1

My apology if somewhere I made a mistake in my language.

I want to install the Apache Livy server on a node(VM Instance) outside the Spark cluster. How can I do this so that LivyServer should point to the Spark cluster?

I have downloaded and installed livy on VM instance using

git clone https://github.com/cloudera/livy.git
cd livy
mvn clean package -DskipTests

made changes in livy/conf/livy.conf

livy.spark.master = spark://{spark-cluster-master_IP}:7077
livy.spark.deploy-mode = cluster

livy server started using command

livy/bin/livy-server start

And trying to interact using REST api of python

>>> import json, pprint, requests, textwrap
>>> host = 'http://localhost:8998'
>>> data = {'kind': 'spark'}
>>> headers = {'Content-Type': 'application/json'}
>>> r = requests.post(host + '/sessions', data=json.dumps(data), headers=headers)
>>> r.json()
{u'kind': u'spark', u'log': [], u'proxyUser': None, u'appInfo': {u'driverLogUrl': None, u'sparkUiUrl': None}, u'state': u'starting', u'appId': None, u'owner': None, u'id': 2}
>>> session_url = host + r.headers['location']
>>> r = requests.get(session_url, headers=headers)
>>> r.json()
{u'kind': u'spark', u'log': [], u'proxyUser': None, u'appInfo': {u'driverLogUrl': None, u'sparkUiUrl': None}, u'state': u'dead', u'appId': None, u'owner': None, u'id': 2}

Showing state as dead enter image description here

Log file(livy/logs/livy-umesh-server.out) not showing anything about spark session dead

livyserver:~$ cat livy/logs/livy-umesh-server.out
log4j:WARN No appenders could be found for logger (com.cloudera.livy.LivyConf).
log4j:WARN Please initialize the log4j system properly.
log4j:WARN See http://logging.apache.org/log4j/1.2/faq.html#noconfig for more info.
OneCricketeer
  • 179,855
  • 19
  • 132
  • 245
Umesh Gaikwad
  • 301
  • 3
  • 14
  • Where exactly are you stuck?
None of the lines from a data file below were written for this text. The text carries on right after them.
PR #265, opened 2019-04-12
README.md: add troubleshooting section with NSS SSL hint

TorstenScheck:
As discussed in the cargo-vendor context.
If you think that the hint is also too prominent here, I can create a separate troubleshooting file.

Thank you very much for creating and maintaining such crucial crates besides all your other work.


alexcrichton:
Thanks!

PR #266, opened 2019-04-17
Add HTTP2 errors, and curl-sys error consts up to curl 7_64_1.

fluffysquirrels:
Required for https://github.com/rust-lang/cargo/issues/6788.

References:
* [libcurl-errors man page](https://curl.haxx.se/libcurl/c/libcurl-errors.html)
* [curl.h error enum](https://github.com/curl/curl/blob/curl-7_64_1/include/curl/curl.h#L477-L606)

The names of the methods on `curl::Error` could be better but will probably do. Happy to hear suggestions.


alexcrichton:
Thanks for this!

To get past CI I think that [this is going to need to be updated](https://github.com/alexcrichton/curl-rust/blob/9b9d1192d081fad21a2e42994e14c8a06f7c38a3/systest/build.rs#L62-L106) since these constants I don't think are present in older versions of curl. The "mac static" build is going to fail (due to unrelated reasons), but the other system systest tests are failing I thinkl

fluffysquirrels:
OK, I'll take a look :)

systest/build.rs
```diff
@@ -60,6 +60,18 @@ fn main() {
     });
 
     cfg.skip_const(move |s| {
+        if version < 64 {
```
fluffysquirrels: I doubt the version here is exactly when these consts were introduced. I'm hoping that doesn't matter.

fluffysquirrels:
All but macOS_static are passing now so I think I've ignored the right consts.

alexcrichton:
Thanks!

PR #276, opened 2019-07-15
derive Clone for ProxyType

0kaguya:
Now there have no comfortable way to set proxy type for more than one handler since `Easy::proxy_type` takes the ownership of a `ProxyType` enum. Deriving a `Clone` trait for `ProxyType` ensures such code possible:
``` rust
let proxy = read_proxy_type();
let handler1 = Easy::new();
let handler2 = Easy::new();
handler1.proxy_type(proxy.clone());
handler2.proxy_type(proxy.clone());
```
It will be better to modify the `Easy::proxy_type` function itself. But deriving a `Clone` trait is not harmful.

### DIFF
--- a/src/easy/handler.rs
+++ b/src/easy/handler.rs
@@ -392,7 +392,7 @@ unsafe impl<H: Send> Send for Inner<H> {}
 
 /// Possible proxy types that libcurl currently understands.
 #[allow(missing_docs)]
-#[derive(Debug, Clone)]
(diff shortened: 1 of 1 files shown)


sagebind:
Maybe it is safe to derive `Copy` as well?

alexcrichton:
Indeed yeah, want to add `Copy` too? Should otherwise be good to go!

PR #283, opened 2019-08-21
Link against clang runtime on static builds on macOS

### LINKED ISSUE #279: macOS link error with static curl — missing ___isOSVersionAtLeast
Linking with the static feature on macOS 10.13 fails with the following error:

```
Undefined symbols for architecture x86_64:
  "___isOSVersionAtLeast", referenced from:
      _sectransp_connect_step1 in libcurl_sys-72a3db42ebafc5cb.rlib(sectransp.o)
      _sectransp_connect_step2 in libcurl_sys-72a3db42ebafc5cb.rlib(sectransp.o)
ld: symbol(s) not found for architecture x86_64
clang: error: linker command failed with exit code 1 (use -v to see invocation)
```

The problem is that `rustc` links with the `-nodefaultlibs` flag. This prevents `cc` from linking with `/Library/Developer/CommandLineTools/usr/lib/clang/10.0.0/lib/darwin/libclang_rt.osx.a` (or whatever version of xcode you have), which is where `___isOSVersionAtLeast` is located.

This is caused by the use of things like `__builtin_available(macOS 10.13.4, iOS 11, tvOS 11, *)`.  Usually clang will statically strip out this builtin, which is why it normally works on 10.14. However, if you are building on an older version, it adds the call to `___isOSVersionAtLeast` at runtime.  Strangely, using a minor semver version (like `10.13.4` instead of `10.13`) also prevents it from being determined statically when building on 10.13 (presumably it defaults to `--mmacosx-version-min=10.13` which sets the floor to `10.13.0` regardless which minor version you are on).

Here's a reduced example project that will fail on 10.14 (by testing for 10.15).
[foo.zip](https://github.com/alexcrichton/curl-rust/files/3412906/foo.zip)

Hopefully that's all clear. Unfortunately I don't know how to fix this.  Presumably `rustc` uses `-nodefaultlibs` for a good reason.  It seems unlikely to me, but maybe there is a way to discover the correct location of `libclang_rt.osx.a` and include it in the link list?  A more draconian solution would be to unset `HAVE_BUILTIN_AVAILABLE`, but I think that would disable some important features (like TLS 1.3).  Perhaps Alex has some clever ideas?

badboy:
On OSX we need to link against the clang runtime, which is hidden in some non-default path.
We can get the path from `clang --print-search-dirs`.
Kudos to @ehuss for finding that workaround.

Fixes #279.

### DIFF
--- a/curl-sys/build.rs
+++ b/curl-sys/build.rs
@@ -493,9 +493,14 @@ fn curl_config_reports_http2() -> bool {
 }
 
 fn macos_link_search_path() -> Option<String> {
-    let output = Command::new("clang").arg("--print-search-dirs").output().ok()?;
+    let output = Command::new("clang")
+        .arg("--print-search-dirs")
+        .output()
+        .ok()?;
     if !output.status.success() {
-        println!("failed to run 'clang --print-search-dirs', continuing without a link search path");
+        println!(
+            "failed to run 'clang --print-search-dirs', continuing without a link search path"
+        );
         return None;
     }
 
--- a/curl-sys/build.rs
+++ b/curl-sys/build.rs
@@ -47,6 +47,17 @@ fn main() {
             .status();
     }
 
+    if target.contains("apple") {
+        // On (older) OSX we need to link against the clang runtime,
+        // which is hidden in some non-default path.
+        //
+        // More details at https://github.com/alexcrichton/curl-rust/issues/279.
+        if let Some(path) = macos_link_search_path() {
+            println!("cargo:rustc-link-lib=clang_rt.osx");
+            println!("cargo:rustc-link-search={}", path);
+        }
+    }
+
     let dst = PathBuf::from(env::var_os("OUT_DIR").unwrap());
     let include = dst.join("include");
     let build = dst.join("build");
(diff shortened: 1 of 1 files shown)


alexcrichton:
Nice! This is a bit simpler than I thought it would be.

Two requests for an update:

* Could this be updated to basically ignore errors? I'm not sure how all OSX systems would respond to this, and I'm not sure if it's necessarily required on all systems (on older ones I think the symbol wasn't linked). In that sense it seems like it may be a bit more conservative to ignore errors and try to catch more linker errors later as they come up.

* Could the comment be expanded a bit to include some information that #279  contains or link to that issue directly?

dmitmel:
@alexcrichton Could you please share the logs of failed checks or trigger a rebuild on github actions by amending the commit (with no changes) and force pushing that? I'd like to take a look, but unfortunately, it looks like I don't have access to them.

badboy:
Rebased and force-pushed /cc @dmitmel

dmitmel:
Well, it looks like there are no errors now. I can confirm that this PR indeed fixes #279 on my machine with macOS 10.13.

alexcrichton:
Seems reasonable!

PR #284, opened 2019-08-22
Static OpenSSL option for MacOS and Windows

rustysec:
#278 take 2!

provides feature to opt in to static openssl linkage.


rustysec:
i experimented locally with moving the current crate into a subfolder (`curl-base`) and then being able to use platform specific dependencies to turn the features on and off. there's just a one line `lib.rs` that re-exports the current crate. seems like i can get the same default behavior that way. it's a lot of re-organizing, not sure how you feel about that.

anyway, this whole effort may not be worth it once `mesalink` will build properly on windows.

alexcrichton:
Hm yeah that may be a bit overkill for this, and if `mesalink` works that'd be great if that could be used!

PR #748, opened 2019-10-09
Improvements/735

RomanGalochkin:
The first issue is not solved since I do not understand how to pass an error to the client in the production mode. It is weird. How do other companies work with it. Do not understand. 

One of the solutions is may be to use another interface like "query validationInput" to get a list of possible errors and warnings before doing a request.


packages/client/src/layout/Navigator.re
```diff
@@ -14,7 +14,10 @@ let make = (~route: Route.t, ~loggedInUser: option(Types.user), _children) => {
     | (AgentIndex, _) => AgentIndex'.toEl(loggedInUser)
     | (EntityShow(id), _) => EntityShow'.toEl({id: id}, loggedInUser)
     | (EntityIndex, _) => EntityIndex'.toEl(loggedInUser)
-    | (Profile, _) => Profile'.toEl(loggedInUser)
+    | (Profile, Some(loggedInUser)) =>
+      <FillWithSidebar loggedInUser>
+        <Profile loggedInUser />
+      </FillWithSidebar>
```
OAGr: Why was this needed? Seems a bit hacky.

RomanGalochkin: I have to use <ComponentStyle> it is more readable and understandable. If we use functions instead of components we will make the hierarchy of the app too complicated. How it is now for instance with the "authentication" flow.

OAGr:
Ok, we'll go with this for now, will need some way of getting errors to the client. I could give it a go.

packages/client/src/layout/Navigator.re
OAGr: Ok, that works. I'm not sure, will keep in mind.

PR #757, opened 2019-10-11
Adds intercom js

RomanGalochkin:


packages/client/src/intercom.js
```diff
@@ -0,0 +1,46 @@
...
+        w.addEventListener('load', l, false);
+      }
+    }
+  })();
+
+  window.Intercom('boot', {
+    app_id: 'gx67sx4f',
+    name: 'Foretold', // Full name
+    email: 'internal-tech@foretold.io', // Email address
+    created_at: Math.floor(Date.now() / 1000),
```
OAGr: I think this should be the user's name/email/created at?

RomanGalochkin: Oh, sorry, sure, I did understand it from the first pass. Will change.

RomanGalochkin:
I think it is ready.

packages/client/src/lib/intercom.js
```diff
@@ -0,0 +1,41 @@
...
+      };
+      l();
+    }
+  })();
+
+  var options = {
+    app_id: 'gx67sx4f',
+    name: name,
+    email: email,
+    created_at: Math.floor(Date.now() / 1000),
```
OAGr: I'm quite sure created_at is supposed to be when the user was created, not the current date.

packages/client/src/lib/intercom.js
```diff
@@ -0,0 +1,41 @@
...
+        s.src = 'https://widget.intercom.io/widget/gx67sx4f';
+        var x = d.getElementsByTagName('script')[0];
+        x.parentNode.insertBefore(s, x);
+      };
+      l();
+    }
+  })();
+
+  var options = {
+    app_id: 'gx67sx4f',
```
OAGr: Can this be stored in a config file or similar, as opposed to being a magic variable here?

RomanGalochkin: Ok.

packages/client/src/lib/intercom.js
RomanGalochkin: Yes, will fix.

packages/client/src/utils/Env.re
```diff
@@ -1,17 +1,22 @@
...
 [@bs.val] external auth0ClientIdEnv: string = "window.ENV.AUTH0_CLIENT_ID";
+[@bs.val] external modeEnv: string = "window.ENV.MODE";
 [@bs.val] external origin: string = "window.location.origin";
 
 let auth0Domain = auth0DomainEnv;
 let auth0ClientId = auth0ClientIdEnv;
 let redirectUrl = origin ++ "/callback";
 let logoutUrl = origin ++ "/login";
 let serverUrl = apiUrlEnv;
+let mode = modeEnv;
```
OAGr: what is "MODE"? Maybe "CLIENT_ENV" or "JS_ENV" or something?

RomanGalochkin: Think that "CLIENT_ENV" is better.

packages/client/src/utils/Env.re
```diff
@@ -1,17 +1,22 @@
...
+let prod = mode == "production";
+let dev = mode == "development";
```
OAGr: I think this could be done better. Feels like it should be a type, like,
``type appEnvironment = Development | Production | Error``

OAGr:
Great, I look forward to using it.

PR #764, opened 2019-10-14
Feature/733 check session

RomanGalochkin:


packages/client/src/graphql/users/UserGet.re
```diff
@@ -96,7 +96,7 @@ module Query = [%graphql
 module QueryComponent = ReasonApollo.CreateQuery(Query);
 
 let inner = innerComponentFn => {
-  <QueryComponent>
+  <QueryComponent pollInterval={60 * 1000}>
```
OAGr: Does this need to poll, even if their email has been validated? I wouldn't expect the user model to update much otherwise.

packages/client/src/components/CheckSession.re
```diff
@@ -0,0 +1,46 @@
+let component = ReasonReact.statelessComponent("CheckSession");
+
+let make = _children => {
+  ...component,
+  render: _self => {
+    <Providers.AppContext.Consumer>
+      ...{({loggedInUser}) =>
+        switch (loggedInUser) {
+        | Some(loggedInUser) =>
+          <UserAccessTokenUpdate.Mutation>
```
OAGr: Is this running this mutation for all users, even if their email addresses and everything are already valid?

OAGr:
Didn't mean to close

packages/client/src/graphql/users/UserGet.re
RomanGalochkin: No, it does not need to poll if user has been validated. It was the simplest form of updating user info. I sure there are another ways.

packages/client/src/components/CheckSession.re
RomanGalochkin: Yes. And for what I am going to give an explanation below.

RomanGalochkin:
The main purpose of this PR is to update user info from "Auth0.com" service and then update this info on the client side. But there are some another issues.

1. We use "Auth0.com" service.
2. This service gives us two types of tokens. The first one is JWT with user info and the second one is an "Access Token". Only the last one we can use to communicate with "Auth0.com" to get fresh user info.
3. An "Access Token" has an expiration time. The current value is 2 hours, however the maximum value is 1 month (it could be set in "Auth0.com" control panel).
4. So to make queries to "Auth0.com" for user info we need to store an "Access Token".
5. Since this token has expiration time we need to refresh this token on the client side.

I do not like additional conditions in data flows and logic flows. This is why I have split this on three main not depended flows:
1. The first flow is updating users' "Access Tokens". It runs "web-auth.checkSession" functions on the client side, takes fresh "Access Token" and send this to the server side.
2. The second flow is working on the server side. There is new cron-job. For instance it is run every minute. It takes users without verified emails and with an "Access Token", makes query to "Auth0.com" and updates user info.
3. The third flow is just updating user info on the client side.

Did you download Livy? Look at its configuration files? Run the startup script and get any errors? – OneCricketeer Sep 25 '19 at 04:52
  • @cricket_007 I have edited my question and mention what I did. So please have a look – Umesh Gaikwad Sep 25 '19 at 13:00
  • 1
    You're cloning the wrong project (last commit was years ago, and it moved to the Apache incubator}. You can find how to download and setup Livy here http://livy.incubator.apache.org/get-started/ – OneCricketeer Sep 25 '19 at 13:18
  • thanks @cri livy.spark.master = local livy.spark.deploy-mode = cluster – Umesh Gaikwad Sep 27 '19 at 10:41
  • thanks, @cricket_007 for you quick and kind response it's working well with ``` livy.spark.master = local livy.spark.deploy-mode = cluster ``` But I wanted to submit jobs on yarn of Google Dataproc cluster so where could I find the steps to configure livy? – Umesh Gaikwad Sep 27 '19 at 10:51
  • livy.spark.master needs to be set to your remote YARN resource manager address. – OneCricketeer Sep 27 '19 at 12:43
  • @cricket_007 thanks for the response but actually i am a little bit new to YARN. could you please tell me which address I need to set in livy.spark.master – Umesh Gaikwad Oct 01 '19 at 11:42
  • Should just be the ResourceManager host:port of the Dataproc cluster – OneCricketeer Oct 01 '19 at 14:09
  • Hello @cricket_007, I tried with `livy.spark.master = x.x.x.x:8088` but it throwing error `Master must either be yarn or start with a spark, mesos, k8s, or local` So is there any another way to set a remote YARN resource manager address? – Umesh Gaikwad Oct 03 '19 at 05:56
  • Sorry, you need to set it equal to yarn, then in the Spark conf folder, you would edit the yarn-site.xml file to point at that address. But I would verify if you can submit a regular job outside of Livy first – OneCricketeer Oct 03 '19 at 12:39
  • @umesh were you able to resolve this? – Avik Aggarwal Dec 01 '20 at 08:47
  • @OneCricketeer were you able to confirm if you can submit a regular job outside of Livy? – Avik Aggarwal Dec 01 '20 at 08:56

1 Answers1

1

To run interactive sessions with Livy you need to ensure that you have network connection between Livy and Spark Driver in both directions for the RPC calls between them. If it is your case you will see in Spark Driver logs about the problems to connect to Livy RPC server or callback timeout.

You may also want to enable more verbose logging to see the detailed behaviour of Livy.